Сталин при этой встрече произвел на Довженко незабываемое впечатление. До сих пор Сашко воспринимал Сталина не как живого человека, а скорее — как определенный символ: Сталии был своего рода воплощением партии, партийной политики. И Сталии — это была зрелость, непоколебимость, твердость — твердость не человеческого характера самого Сталина, а зрелость, непоколебимость, твердость всего того, что утверждает в жизни партия. Словом, сам Сталин — Сталин-человек — был некоей… абстракцией.

И вот Сталин перестал быть для Сашка только абстракцией, продолжительная беседа со Сталиным, быстрая и точная приметливость довженковского глаза в какой-то мере раскрыли перед Сашком Сталина-человека. Сашко говорил:

— Страшно! Какую силу человеческого характера чувствуешь в нем! И не только потому, что у него неограниченная, почти нечеловеческая власть в руках, — нет, потому и власть в его руках: он гнет, клонит и подавляет именно ощутимой силой своего характера.

Но он и притягивает меня. Может быть — как художника, которого влечет погрузиться в глубины человеческого характера, а может быть, и не только как художника, а как единомышленника. Потому что это не существенно, что я сейчас беспартийный, я коммунистом был, есть и буду.

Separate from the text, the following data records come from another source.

PR #398, opened 2019-04-23
Fuchsia-on-Clusterfuzz integration test.

flowerhack:
Verifies that the Fuchsia launcher can run Fuchsia on QEMU and SSH into
it accordingly.

Also does some minor fixups throughout the Fuchsia code (does QEMU
teardown after fuzzing is finished, ensures portnum is a str and not an
int, etc)

A few specific questions for reviewers are asked inline.


src/python/tests/core/bot/fuzzers/libFuzzer/libfuzzer_launcher_integration_test.py
```diff
@@ -662,3 +664,119 @@ def test_merge_reductions(self, mock_get_timeout):
     """Tests merging. Wrapper around _test_merge_reductions."""
     mock_get_timeout.return_value = get_fuzz_timeout(1.0)
     self._test_merge_reductions('minijail-merge')
+
+
+@test_utils.integration
+@test_utils.with_cloud_emulators('datastore')
+class TestLauncherZFuchsia(BaseLauncherTest):
```
flowerhack: This typo-looking nomenclature is actually a poor hack that I'd like guidance on fixing.

It turns out, due to (I believe) the way we're using environment variables, order implicitly matters for these integration tests--if Fuchsia tests run before Minijail tests, the Minijail tests will fail.

I *believe* this is because of OS_OVERRIDE and QUEUE_OVERRIDE getting set (a test that contains only those lines reproduces the bug; removing the lines at least allows Minijail to succeed).

The specific *manner* in which the failure manifests is that get_llvm_symbolizer_path() returns NoneType around libfuzzer.py:L553ish when you hit the Minijail tests.

I tried everything I could think of to "unset" these two env vars (del os.environ['variable'], os.environ.pop, environment.set_value('variable', '')), but nothing seemed to work (one example is still included in tearDown for this class)?

If anyone has any ideas for what might be happening here, let me know; I'd like to fix this a proper non-brittle way!

src/python/tests/core/bot/fuzzers/libFuzzer/libfuzzer_launcher_integration_test.py
```diff
@@ -662,3 +664,119 @@ def test_merge_reductions(self, mock_get_timeout):
...
+    """Tests running a single round of fuzzing on a Fuchsia target, using
+    'echo' in place of a fuzzing command."""
+
+    # Cannot call setUp from our class's setUp method, because we're using the
+    # cloud emulation decorator, which assumes the base class is
+    # unittest.TestCase, and recurses infinitely if this is not true (as in our
+    # case, with BaseLauncherTest as the base)
+    # TODO(flowerhack): Does it make more sense to factor out all the setUp
+    # into its own method, which will have to be specifically called by every
+    # class in this file?
```
flowerhack: This is a question for y'all; I'm neutral either way, since neither route is super-aesthetically-pleasing for me

flowerhack:
requesting review from @oliverchang and/or @jonathanmetzman (and add others if you feel that's more appropriate!)

src/python/tests/core/bot/fuzzers/libFuzzer/libfuzzer_launcher_integration_test.py
```diff
@@ -78,7 +81,6 @@ def setup_testcase_and_corpus(testcase, corpus, fuzz=False):
 def run_launcher(*args):
   """Run launcher.py."""
   string_io = StringIO.StringIO()
-
```
jonathanmetzman: Try not to make unnecessary changes please.

src/python/tests/core/bot/fuzzers/libFuzzer/libfuzzer_launcher_integration_test.py
jonathanmetzman: Add `helpers.patch_environ()` (import `helpers` from `tests.test_libs`) to `setUp()`.

src/python/tests/core/bot/fuzzers/libFuzzer/libfuzzer_launcher_integration_test.py
```diff
@@ -662,3 +664,119 @@ def test_merge_reductions(self, mock_get_timeout):
...
+  def setUp(self):
+    # Set up a Fuzzer.
+    data_types.Fuzzer(
+        revision=1,
+        additional_environment_string=
+        'FUCHSIA_RESOURCES_URL = gs://fuchsia-on-clusterfuzz-v2/*',
+        builtin=True,
+        differential=False,
+        file_size='builtin',
+        jobs=[u'libfuzzer_asan_test_fuzzer'],
```
jonathanmetzman: Do you need to make this string a unicode string? If not please remove the u (same for other strings in this CL)

src/python/tests/core/bot/fuzzers/libFuzzer/libfuzzer_launcher_integration_test.py
```diff
@@ -662,3 +664,119 @@ def test_merge_reductions(self, mock_get_timeout):
...
+        name='libFuzzer',
+        source='builtin',  # change to "test@example.com" if it acts up
```
jonathanmetzman: Maybe remove this comment?

src/python/tests/core/bot/fuzzers/libFuzzer/libfuzzer_launcher_integration_test.py
```diff
@@ -662,3 +664,119 @@ def test_merge_reductions(self, mock_get_timeout):
...
+        name='engine_asan',
+        environment_string=(
+            'LSAN = True\n'
+            'ADDITIONAL_ASAN_OPTIONS = quarantine_size_mb=64:strict_memcmp=1'
+            ':symbolize=0:fast_unwind_on_fatal=0'
+            ':allocator_release_to_os_interval_ms=500\n')).put()
+
+    environment.set_value('QUEUE_OVERRIDE', 'FUCHSIA')
+    environment.set_value('OS_OVERRIDE', 'FUCHSIA')
+    os.environ['FUCHSIA_RESOURCES_URL'] = 'gs://fuchsia-on-clusterfuzz-v2/*'
```
jonathanmetzman: What happened to v1?

src/python/tests/core/bot/fuzzers/libFuzzer/libfuzzer_launcher_integration_test.py
jonathanmetzman: I'm confused, why is there a need to call setUp manually?
If you want to share it across multiple classes maybe use a mixin?

src/python/tests/core/bot/fuzzers/libFuzzer/libfuzzer_launcher_integration_test.py
```diff
@@ -662,3 +664,119 @@ def test_merge_reductions(self, mock_get_timeout):
...
+    resources_dir = environment.get_value('RESOURCES_DIR')
+    if not resources_dir:
+      raise Exception('Could not find RESOURCES_DIR')
+    fuchsia_resources_dir = os.path.join(resources_dir, 'fuchsia')
+    pkey_path = os.path.join(fuchsia_resources_dir, '.ssh', 'pkey')
+    portnum = '56339'
+    environment.set_value('FUCHSIA_PKEY_PATH', pkey_path)
+    environment.set_value('FUCHSIA_PORTNUM', portnum)
+
+  def tearDown(self):
```
jonathanmetzman: This won't be necessary once we start patching the environment, delete this method.

src/python/tests/core/bot/fuzzers/libFuzzer/libfuzzer_launcher_integration_test.py
flowerhack: perfect! thank you!

src/python/tests/core/bot/fuzzers/libFuzzer/libfuzzer_launcher_integration_test.py
flowerhack: this just happened to be the name of the cloud bucket i created for this project; v1 was more of a "testing ground" in practice.  i could rename the bucket to something else, if desired, but it's really just a UUID for where we're storing a copy of the SDK & friends for now.

src/python/tests/core/bot/fuzzers/libFuzzer/libfuzzer_launcher_integration_test.py
flowerhack: Right, maybe my phrasing wasn't super clear:

* the with_cloud_emulators wrapper wraps a class, in this case TestLauncherFuchsia, and calls its setUp method

* but, it does not call any further parent's setUp methods! (e.g. BaseLauncherTest, which is what we want)

* and, if you try to call super(self).setUp within TestLauncherFuchsia, it winds up recursing infinitely, since you're just calling the decorator's setUp method

Do you prefer a mixin to simply being explicit when calling setUp while using this decorator?

(I moved this line into setUp but it's still the same line fyi)

flowerhack:
@jonathanmetzman think i've responded to everything for now...

src/python/bot/fuzzers/libfuzzer.py
```diff
@@ -336,10 +336,10 @@ def __init__(self, executable_path, default_args=None):
           'FUCHSIA_PKEY_PATH and/or FUCHSIA_PORTNUM was not set')
     # yapf: disable
     self.ssh_args = [
-        '-i', fuchsia_pkey_path,
+        '-i', str(fuchsia_pkey_path),
```
oliverchang: why is str() necessary here?

src/python/bot/tasks/fuzz_task.py
```diff
@@ -1325,10 +1325,11 @@ def execute_task(fuzzer_name, job_type):
   if timeout_multiplier > 1:
     testcase_count /= timeout_multiplier
 
+  qemu_process = None
```
oliverchang: nit: this line is unnecessary. variables set in the if have function scope.

src/python/platforms/fuchsia/device.py
```diff
@@ -91,8 +91,7 @@ def qemu_setup():
 
   # Finally, launch QEMU.
   qemu_process = new_process.ProcessRunner(qemu_path, qemu_args)
-  # TODO(flowerhack): Implement teardown logic.
-  qemu_process.run()
```
oliverchang: why was this removed?

src/python/tests/core/bot/fuzzers/libFuzzer/libfuzzer_launcher_integration_test.py
```diff
@@ -662,3 +665,110 @@ def test_merge_reductions(self, mock_get_timeout):
...
+    environment.set_value('OS_OVERRIDE', 'FUCHSIA')
+    os.environ['FUCHSIA_RESOURCES_URL'] = 'gs://fuchsia-on-clusterfuzz-v2/*'
+    # set_bot_environment gives us access to RESOURCES_DIR
+    environment.set_bot_environment()
+    resources_dir = environment.get_value('RESOURCES_DIR')
+    if not resources_dir:
+      raise Exception('Could not find RESOURCES_DIR')
+    fuchsia_resources_dir = os.path.join(resources_dir, 'fuchsia')
+    pkey_path = os.path.join(fuchsia_resources_dir, '.ssh', 'pkey')
+    portnum = '56339'
```
oliverchang: nit: no reason for this variable. just use it directly in line 758

src/python/tests/core/bot/fuzzers/libFuzzer/libfuzzer_launcher_integration_test.py
```diff
@@ -662,3 +665,110 @@ def test_merge_reductions(self, mock_get_timeout):
...
+        name='engine_asan',
+        environment_string=(
+            'LSAN = True\n'
+            'ADDITIONAL_ASAN_OPTIONS = quarantine_size_mb=64:strict_memcmp=1'
+            ':symbolize=0:fast_unwind_on_fatal=0'
+            ':allocator_release_to_os_interval_ms=500\n')).put()
+
+    environment.set_value('QUEUE_OVERRIDE', 'FUCHSIA')
+    environment.set_value('OS_OVERRIDE', 'FUCHSIA')
+    os.environ['FUCHSIA_RESOURCES_URL'] = 'gs://fuchsia-on-clusterfuzz-v2/*'
```
oliverchang: nit: use environment.set_value here to be consistent.

src/python/bot/tasks/fuzz_task.py
flowerhack: but we need access to qemu_process again on L1482, right?

src/python/platforms/fuchsia/device.py
flowerhack: Because I implemented it :)  Added a clarifying comment to qemu_process--tl;dr, it's the responsibility of the caller to kill the process, and added the appropriate kills for each time this function's called

src/python/bot/fuzzers/libfuzzer.py
flowerhack: it's not oop

src/python/bot/tasks/fuzz_task.py
oliverchang: yeah, but it should still work, because it's only ever accessed when platform == 'FUCHSIA'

И, может быть, он и притягивает меня именно как воплощение, персонификация в живом человеке дорогой мне коммунистической идеи…

Я привожу эту часть нашего тогдашнего разговора потому, что хочу избежать какой бы то ни было "конъюнктурности" в моих записях.

Тогда Сталин действительно захватил Сашка — захватил именно как личность, как человеческая натура, как характер. Сильные характеры всегда влекли Сашка-художника; Сашко-человек, как раз наоборот, питал слабость к людям слабого характера, которые легко покорялись его безусловному превосходству. Но увлечение Сталиным как личностью в значительной мере подкреплилось, разумеется, и доверием к нему. Сашко верил тогда Сталину как первому партийному деятелю, как самой партии.

С той поры, если речь заходила о каких-нибудь неполадках в стране, Сашко отвечал, что все это происходит потому, что Сталин об этом не знает, а заниматься абсолютно всем, каждой мелочью, не имеет возможности.

"Надо довести до сведения, надо написать Сталину!" — говорил в таких случаях Сашко. И — писал. Не знаю только, доходили ли его письма до адресата, — ведь в те годы столько писем писалось Сталину, что читать их не успевала, верно, целая канцелярия! Думаю, что письма не доходили. Сашко не любил говорить на эту тему.

Вера в партию, в народность партийной программы была у него несокрушима и тогда, и значительно позднее, когда довелось и ему самому хлебнуть горя.

Именно тогда — лет семь спустя, во время войны, в начале сорок третьего года — и произошел наш второй разговор с Сашком о Сталине.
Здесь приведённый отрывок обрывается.